4.3. Duur van de behandeling en frequentie van de toediening Het product wordt toegediend tot het gewenste effect wordt verkregen.
4.4. Overdosering
Bij een overdosering kunnen verschijnselen van een vergiftiging optreden als gevolg van een te hoge dosis vitamine A en D.

5. BIJWERKINGEN

Zoals alle geneesmiddelen, kan dit product bijwerkingen veroorzaken.
Als gevolg van vitamine B1 kan een anafylactische shock (shock gekenmerkt door sterke daling van de bloeddruk, bleekheid, onrust, zwakke snelle pols, klamme huid en verminderd bewustzijn, en veroorzaakt door een plotselinge, sterke vaatverwijding als gevolg van ernstige overgevoeligheid voor bepaalde stoffen) optreden bij patiënten die gevoelig zijn voor dit type vitamine.
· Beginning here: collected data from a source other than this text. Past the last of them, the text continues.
PR #2701, opened 2018-09-03
Refactor ASyncTCP class to not require polling

emontnemery:
This PR replaces #2697 

Changes:
- No need to poll
- Thread safe write() since WriteToHardware() is accessed from mainworker (as pointed out by @gordonb3)
- Fix access modifiers: ASyncTCP does not need any public members or methods, only private and some protected (for use in the derived HW classes)
- Add documentation in ASyncTCP.h
- Simplify DoWork() of all derived classes since there is no longer any polling needed

### DIFF
--- a/hardware/ASyncTCP.cpp
+++ b/hardware/ASyncTCP.cpp
@@ -33,16 +33,10 @@ ASyncTCP::~ASyncTCP(void)
 
 	// tell the IO service to stop
 	mIos.stop();
-	try {
-		if (m_tcpthread)
-		{
-			m_tcpthread->join();
-			m_tcpthread.reset();
-		}
-	}
-	catch (...)
+	if (m_tcpthread)
 	{
-		//Don't throw from a Stop command
+		m_tcpthread->join();
+		m_tcpthread.reset();
 	}
 }
 
--- a/hardware/ASyncTCP.cpp
+++ b/hardware/ASyncTCP.cpp
@@ -4,8 +4,6 @@
 #include <boost/asio.hpp>
 #include <boost/bind.hpp>
 #include <boost/system/error_code.hpp>     // for error_code
-#include "../main/Helper.h"                // for SetThreadName
-#include "../main/Logger.h"                // for CLogger, _log, _eLogLevel:...
 struct hostent;
 
 #ifndef WIN32
@@ -27,7 +25,6 @@ ASyncTCP::ASyncTCP()
 
 	//Start IO Service worker thread
 	m_tcpthread = std::make_shared<std::thread>(boost::bind(&boost::asio::io_service::run, &mIos));
-	SetThreadName(m_tcpthread->native_handle(), ASYNCTCP_THREAD_NAME);
 }
 
 ASyncTCP::~ASyncTCP(void)
@@ -75,8 +72,9 @@ void ASyncTCP::connect(const std::string &ip, unsigned short port)
 			}
 			else
 			{
-				//we will fail
-				_log.Log(LOG_ERROR, "TCP: Unable to resolve '%s'", fip.c_str());
+				// Failed to resolve hostname
+				if (mAllowCallbacks)
+					OnError(boost::system::errc::make_error_code(boost::system::errc::host_unreachable));
 			}
 		}
 
@@ -88,7 +86,6 @@ void ASyncTCP::connect(const std::string &ip, unsigned short port)
 	{
 		if (!mAllowCallbacks)
 			return;
-		_log.Log(LOG_ERROR, "TCP: Exception: %s", e.what());
 		OnError(e);
 	}
 }
@@ -136,7 +133,6 @@ void ASyncTCP::StartReconnect()
 	if (m_reconnect_delay != 0)
 	{
 		mIsReconnecting = true;
-		_log.Log(LOG_STATUS, "TCP: Reconnecting in %d seconds...", m_reconnect_delay);
 		// schedule a timer to reconnect after xx seconds
 		mReconnectTimer.expires_from_now(boost::posix_time::seconds(m_reconnect_delay));
 		mReconnectTimer.async_wait(boost::bind(&ASyncTCP::do_reconnect, this, boost::asio::placeholders::error));
@@ -202,7 +198,6 @@ void ASyncTCP::handle_connect(const boost::system::error_code& error)
 
 		if (mAllowCallbacks)
 			OnError(error);
-		OnErrorInt(error);
 
 		if (!mDoReconnect)
 		{
@@ -302,7 +297,6 @@ void ASyncTCP::do_reconnect(const boost::system::error_code& /*error*/)
 	}
 	mReconnectTimer.cancel();
 	// try to reconnect, then call handle_connect
-	_log.Log(LOG_STATUS, "TCP: Reconnecting...");
 	mSocket.async_connect(mEndPoint,
         boost::bind(&ASyncTCP::handle_connect, this, boost::asio::placeholders::error));
 	mIsReconnecting = false;
@@ -320,6 +314,7 @@ void ASyncTCP::do_write(const std::string &msg)
 	}
 }
 
+/*
 void ASyncTCP::OnErrorInt(const boost::system::error_code& error)
 {
 	if (
@@ -342,3 +337,4 @@ void ASyncTCP::OnErrorInt(const boost::system::error_code& error)
 	else
 		_log.Log(LOG_ERROR, "TCP: Error: %s", error.message().c_str());
 }
+*/
--- a/hardware/ASyncTCP.cpp
+++ b/hardware/ASyncTCP.cpp
@@ -4,6 +4,7 @@
 #include <boost/asio.hpp>
 #include <boost/bind.hpp>
 #include <boost/system/error_code.hpp>     // for error_code
+#include "../main/Helper.h"                // for SetThreadName
 #include "../main/Logger.h"                // for CLogger, _log, _eLogLevel:...
 struct hostent;
 
@@ -11,41 +12,46 @@ struct hostent;
 	#include <unistd.h> //gethostbyname
 #endif
 
-/*
-#ifdef WIN32
-	#include <Mstcpip.h>
-#elif defined(__FreeBSD__)
-	#include <netinet/tcp.h>
-#endif
-*/
-
 #define RECONNECT_TIME 30
 
 ASyncTCP::ASyncTCP()
 	: mIsConnected(false), mIsClosing(false),
 	mSocket(mIos), mReconnectTimer(mIos),
 	mDoReconnect(true), mIsReconnecting(false),
+	m_tcpwork(mIos),
 	mAllowCallbacks(true),
 	m_reconnect_delay(RECONNECT_TIME)
 {
+	// Reset IO Service
+	mIos.reset();
+
+	//Start IO Service worker thread
+	m_tcpthread = std::make_shared<std::thread>(boost::bind(&boost::asio::io_service::run, &mIos));
+	SetThreadName(m_tcpthread->native_handle(), ASYNCTCP_THREAD_NAME);
 }
 
 ASyncTCP::~ASyncTCP(void)
 {
 	disconnect();
+
+	// tell the IO service to stop
+	mIos.stop();
+	try {
+		if (m_tcpthread)
+		{
+			m_tcpthread->join();
+			m_tcpthread.reset();
+		}
+	}
+	catch (...)
+	{
+		//Don't throw from a Stop command
+	}
 }
 
 void ASyncTCP::SetReconnectDelay(int Delay)
 {
 	m_reconnect_delay = Delay;
-}
-
-void ASyncTCP::update()
-{
-	if (mIsClosing)
-		return;
-	// calls the poll() function to process network messages
-	mIos.poll();
 }
 
 void ASyncTCP::connect(const std::string &ip, unsigned short port)
@@ -96,12 +102,6 @@ void ASyncTCP::connect(boost::asio::ip::tcp::endpoint& endpoint)
 
 	mEndPoint = endpoint;
 
-	// restart IO service if it has been stopped
-	if (mIos.stopped()) {
-		_log.Log(LOG_STATUS, "ASyncTCP::connect: reset IO service");
-		mIos.reset();
-	}
-
 	// try to connect, then call handle_connect
 	mSocket.async_connect(endpoint,
         boost::bind(&ASyncTCP::handle_connect, this, boost::asio::placeholders::error));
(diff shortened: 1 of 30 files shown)


hardware/ASyncTCP.cpp
```diff
@@ -4,50 +4,56 @@
 #include <boost/asio.hpp>
 #include <boost/bind.hpp>
 #include <boost/system/error_code.hpp>     // for error_code
+#include "../main/Helper.h"                // for SetThreadName
```
gizmocuz: Please undo this, and also the log option as discussed

hardware/ASyncTCP.cpp
```diff
@@ -156,70 +151,27 @@ void ASyncTCP::close()
...
+			this,
+			boost::asio::placeholders::error,
+			boost::asio::placeholders::bytes_transferred));
+}
 
-	// Set the timeout before the first keep alive message
-	int ret_sokeepalive = setsockopt(native_fd, SOL_SOCKET, SO_KEEPALIVE, (void*)&on, sizeof(int));
-	int ret_tcpkeepalive = setsockopt(native_fd, IPPROTO_TCP, TCP_KEEPALIVE, (void*)&timeout, sizeof(int));
-	int ret_tcpkeepintvl = setsockopt(native_fd, IPPROTO_TCP, TCP_CONNECTIONTIMEOUT, (void*)&intvl, sizeof(int));
+void ASyncTCP::write(const uint8_t *pData, size_t length)
```
gizmocuz, line 156: Please do not reverse the write operations. Write with uint8_t* make much more sense to be the default

hardware/ASyncTCP.h
```diff
@@ -8,61 +8,81 @@
...
 
 class ASyncTCP
 {
-public:
+protected:
 	ASyncTCP();
 	virtual ~ASyncTCP(void);
+	// Async connect and start async read from the socket, data is delivered in OnData()
+	// No action if mIsConnected = true. If the connection is lost, it will automatically be setup again
+	void connect(const std::string &hostname, unsigned short port);
```
gizmocuz, line 22: setting mIsConnected could be part of the connect call (maybe default false)

gordonb3:
As explained in #2694, please don't make the `state variables` private.

1. mDoReconnect is not a state variable, but a control variable
1. DomoticzTCP defines `IsConnected()` as a public function meant to be accessed by the My Domoticz link. This makes converting that class to async a lot more complicated or it will require something silly like maintaining a self-maintained duplicate (possibly tricky with shutdown).


Just tested with the prior code (just intermediate AsyncTCP.cpp and .h). Looks good, in particular connect() and read(). Not seeing much difference in write(), but I'd say that is also good.

gizmocuz:
I do not understand 100 the following commit details:

>>Thread safe write() since WriteToHardware() is accessed from mainworker (as pointed out by @gordonb3)
Maybe this is why there is a reverse of the write function, but i like to see where this is pointed out

>>Fix access modifiers: ASyncTCP does not need any public members or methods, only private and some protected (for use in the derived HW classes)

I thought all variables/functions where already made private with my previous patch ?

hardware/ASyncTCP.h
gordonb3: That would be assuming things. mIsConnected should and is set by `handle_connect()` when the peer responds to that request.

hardware/ASyncTCP.cpp
emontnemery: "mainworker" is not a good threadname which helps when debugging, so please suggest how to set the threadname without this dependency?

hardware/ASyncTCP.cpp
emontnemery: You're right, but the reason for reversing is that the data needs to be in a copyable container to be sent to the IO thread.

emontnemery:
@gordonb3 It's just asking for trouble to (re)expose the variables and use that as communication with the thread. If there's a need to expose some state variable, that should be done through thread safe getter/setter methods.

emontnemery:
@gizmocuz 
>> Thread safe write() since WriteToHardware() is accessed from mainworker (as pointed out by @gordonb3)

>Maybe this is why there is a reverse of the write function, but i like to see where this is pointed out

Yes, exactly! It's because we need a copyable container to do this:
```
void ASyncTCP::write(const std::string &msg)
{
	mIos.post(boost::bind(&ASyncTCP::do_write, this, msg));
}
```

>>Fix access modifiers: ASyncTCP does not need any public members or methods, only private and some protected (for use in the derived HW classes)
> I thought all variables/functions where already made private with my previous patch ?

Not really, check the diff of ASyncTCP.h @_@

gordonb3:
Shamefully it probably makes even less sense to rename `IsConnected()` for the My Domoticz link as it makes sense to rename it for this skeleton class. Due to the other change to conditionally disallow the callback methods I can also not reliably track what value this var is supposed to have at any given time.

In effect this change is blocking me in changing this:
```
			//this could take a long time... maybe there will be no data received at all,
			//so it's no good to-do the heartbeat timing here
			m_LastHeartbeat = mytime(NULL);

			int bread = recv(m_socket, (char*)&buf, sizeof(buf), 0);
```

Which is nothing short of TCP Hell

emontnemery:
@gordonb3 But that code is simply replaced by the async receive,  error, and disconnect callbacks.

emontnemery:
@gizmocuz I started removing the logs, agree most logs are redundant and can be replaced by logging in the derived classes.
What about this one though, this is really essential:
`_log.Log(LOG_ERROR, "TCP: Unable to resolve '%s'", fip.c_str());`

Also, please comment on how to set the threadname. If (just an example) there are is a deadlock in RFLink, it's really nice to have the threadname because all the callstacks will look the same.

gordonb3:
Nope...

You missed this bit:
```
bool DomoticzTCP::isConnected()
{
#ifndef NOCLOUD
	if (b_useProxy) {
		return isConnectedProxy();
	}
	else {
		return isConnectedTCP();
	}
#else
	return isConnectedTCP();
#endif
}
```

emontnemery:
@gizmocuz Maybe OnError() callbacks from ASyncTCP can be extended with a string which can be used for debug prints?

emontnemery:
@gordonb3 But the reworked ASyncTCP class has the IsConnected() function?

gordonb3:
Yes, but I can't use that. Because this is an endless loop:
```
#ifndef NOCLOUD
bool DomoticzTCP::isConnected()
{
	if (b_useProxy) {
		return isConnectedProxy();
	}
	return isConnected();  // return mIsConnected
}
#endif
```

emontnemery:
@gordonb3 Not only endless loop, but infinite recursion as well :)
I think you can do like this if you really don't want to rename DomoticzTCP::isConnected()
```
#ifndef NOCLOUD
bool DomoticzTCP::isConnected()
{
	if (b_useProxy) {
		return isConnectedProxy();
	}
	return ASyncTCP::isConnected();  // return mIsConnected
}
#endif
```

gordonb3:
It's not about wanting.

It's about needing to investigate every occurance of IsConnected() in every source file to find whether that is related to this so-called `proxy` method. Either way it leads to the same issue that one of the functions has to be renamed (to what?).

I'll verify that suggestion of yours. Don't like it though. Looks like shoestring operation. Ugly.

gordonb3:
Appears to work - on Linux anyway

Doesn't feel good though. Seems easier to just copy the functions from AsyncTCP and make them an integral part of DomoticzTCP

emontnemery:
@gordonb3 It's nothing strange, it's proper C++ syntax to disambiguate between the IsConnected() function in the derived class and the IsConnected() function in the super class.

gordonb3:
I know it is proper disambiguation. I think it will be **extremely** uncommon though to use this construct in an extended class.

IMO you and Rob are making an issue of something that is not an issue. Protected is not public and the ASyncTCP class in itself is rather pointless without being extended. There's really only one variable that could be considered vital enough to shield from the hardware class that would normally be able to access them all (if this skeleton class did not exist) and that is `mAllowCallbacks` which by the looks of it is nothing more than a reverse shadow of `IsStopRequested` - i.e. redundant.

emontnemery:
@gordonb3 I don't understand what makes DomoticzTCP so special that you need to mess with / have access to ASyncTCP states? But if it's really needed, just add DomoticzTCP as a friend of ASyncTCP class.

The reason for restricting access and making most members private is that:
- It gives you a well tested base, which can be trusted to work
- You can fix bugs in ASyncTCP without breaking other classes who are relying on implementation details

Anyway, maybe we can take this discussion in #2694 instead?

gordonb3:
Pointless. It's not about DomoticzTCP being special or not. That class just happens to contain a direct conflict with what you and Rob are doing.

You're also not responding to the fact that mDoReconnect is not a state variable, but a control variable. And no it is also no good to allow control over that variable through the `connect()` function because it may depend on the error state whether it is desirable to attempt a reconnect. Like a hang-up due to bad credentials.

emontnemery:
Edit: No need to expose mDoReconnect, you can call SetReconnectDelay with Delay = 0:
```
// Set reconnect delay in seconds, set to 0 to disable reconnect
void SetReconnectDelay(const int Delay = 30);
```

@gizmocuz this code is a bit strange IMHO:
```
if (!mDoReconnect)
{
	if (mAllowCallbacks)
		OnDisconnect();
	return;
}
```

In this way, since ASyncTCP is not allowed to log, how can the user know there was an error causing the socket to disconnect? Or it's implied by the OnError call that there has been a disconnection?

emontnemery:
@gizmocuz Updated as you requested, I hope this can be merged now:
- Debug prints are gone. In case there is a name resolution error, call OnError():
```
// Failed to resolve hostname
if (mAllowCallbacks)
	OnError(boost::system::errc::make_error_code(boost::system::errc::host_unreachable));

```
- Remove setting of thread name

hardware/ASyncTCP.cpp
```diff
@@ -4,50 +4,53 @@
...
+	m_tcpthread = std::make_shared<std::thread>(boost::bind(&boost::asio::io_service::run, &mIos));
 }
 
 ASyncTCP::~ASyncTCP(void)
 {
 	disconnect();
+
+	// tell the IO service to stop
+	mIos.stop();
+	try {
```
gizmocuz: I don't think we need a try/catch here...

gizmocuz:
Looking good, i only think the try/catch can be removed

gordonb3:
Does this comment apply here as well?

```
		m_Heartbeatthread->join();
		// Wait a while. The read thread might be reading. Adding this prevents a pointer error in the async serial class.
		sleep_milliseconds(10);
		m_Heartbeatthread.reset();
```

emontnemery:
@gordonb3 This:
```
// Wait a while. The read thread might be reading. Adding this prevents a pointer error in the async serial class.
sleep_milliseconds(10);
```
Makes absolutely no sense at all.
If there are bugs in AsyncSerial, they should be fixed there, not by sprinkling the code with delays which may or may not hide the bug.
(I'm being a bit snarky, but my point is that there is no guarantee whatsoever that the AsyncSerial thread is scheduled within the 10ms. This means, IF there is a bug, adding the delay just makes it harder to debug because it is now likely to appear when system load is high and the AsyncSerial thread is nto scheduled)

gordonb3:
I couldn't agree more, but who added it and why, and is the code in this PR unaffected by whatever caused that comment and code line to be added?

emontnemery:
Ah, but do you see that line in any file affected by this PR? I thought it's only in the classes deriving AsyncSerial?

gordonb3:
Nope. It's in the CDomoticzHardware class

emontnemery:
I say: Remove it :)

emontnemery:
@gizmocuz The unecessary try/catch is removed now.

gordonb3:
I dare not, sir ;)

Not without knowing the why and whether or not that still applies.

gordonb3:
You on the other hand might want to use that standardized function if you are converting the workers in hardware classes to just provide the heartbeat.

gordonb3:
Also, it may not be a bug. It may just be how the Beast works and my professional guess would be that even though with a serial connection you will be more likely to encounter this apparent race condition that doesn't mean it can't occur when any other type of communication is involved.

In any case the comment is too specific to be the result of being cautious.

gizmocuz:
@gordonb3 :
the wait miliseconds(10) was added by someone. This was to avoid a problem that a callback/override was called while terminating the thread.
The serial/tcp connection should be terminated inside the thread, so this can be removed

> // Wait a while. The read thread might be reading. Adding this prevents a pointer error in the async serial class.
> 		sleep_milliseconds(10);

I am going to refactor the hardware classes soon, i've seen you also started to do this unfortunataly
The heartbeat should be implemented correctly, if one does not use a thread to do polling, and is expecting data every xx seconds, then it's best to set the heartbeat timestamp in the receiving call.
But that's outside the scope of this PR

hardware/ASyncTCP.h
gizmocuz: Sorry, i meant the reconnect 'mDoReconnect' and the retry delay
Actually only the retry_delay, we do not need 'mDoReconnect'. When the retry_delay = 0, there won't be a reconnect

emontnemery:
Heartbeat is not same as expecting data though, there's a separate function for that? Heartbeat is do detect deadlock I thought, and as such that should be done by the io-worker thread which might very well deadlock?
Unless you're working on it already I'll open a PR to show how I'm thinking.

gizmocuz:
@emontnemery , no, but if you have a polling class, and there is a problem(deadlock, anything) with that code, sure you can not send the heartbeat
If you are 100% sure you should expect every 10 seconds data (like for the p1 smart meter), it is very fair to say that if you have not received any data for 1 minute, something is very wrong.
Anyway, that is completely outside the scope of the PR

gordonb3:
@gizmocuz 
Okay. May like to know that I spotted a hardware class or two that starts both the heartbeat tread from DomoticzHardware as its own worker. If I remember correctly LMS is one of them. Maybe Kodi also.

emontnemery:
@gizmocuz So, can this PR be merged now, or any outstanding issue?

emontnemery:
@gordonb3 that's really useless, the separate heartbeat thread is only useful if the hw does not have its own thread..
Or do those classes override the heartbeat thread such that it actually does work?

gizmocuz:
Yes, unfortunately i have reverted all my current changes to rebuild the remaining hardware classes to use the stop signal. Will redo this again after this.
Thanks for your work on this and patience with me ;)

gizmocuz:
@gordonb3 , we have indeed some very funky classes. Best to check that after every is changed to signals.
... some classes i will not touch now, you can find them later if you search for the variable 'm_stoprequested'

6. AANWIJZINGEN VOOR BEWARING EN UITERSTE GEBRUIKSDATUM

• Bewaren in goed gesloten buitenverpakking.
* Buiten het bereik en het zicht van kinderen bewaren.
* Niet bewaren boven 25°C.
* Na de bereiding is het product beperkt houdbaar.
De uiterste gebruiksdatum staat vermeld op de verpakking na de afkorting "Ex" (maand/jaar). Het product mag niet meer worden gebruikt vanaf de eerste dag van de aangegeven maand. Houdbaarheidsperiode: 3 jaar.

7. LAATSTE HERZIENING/GOEDKEURING VAN DE BIJSLUITER Oktober 2003.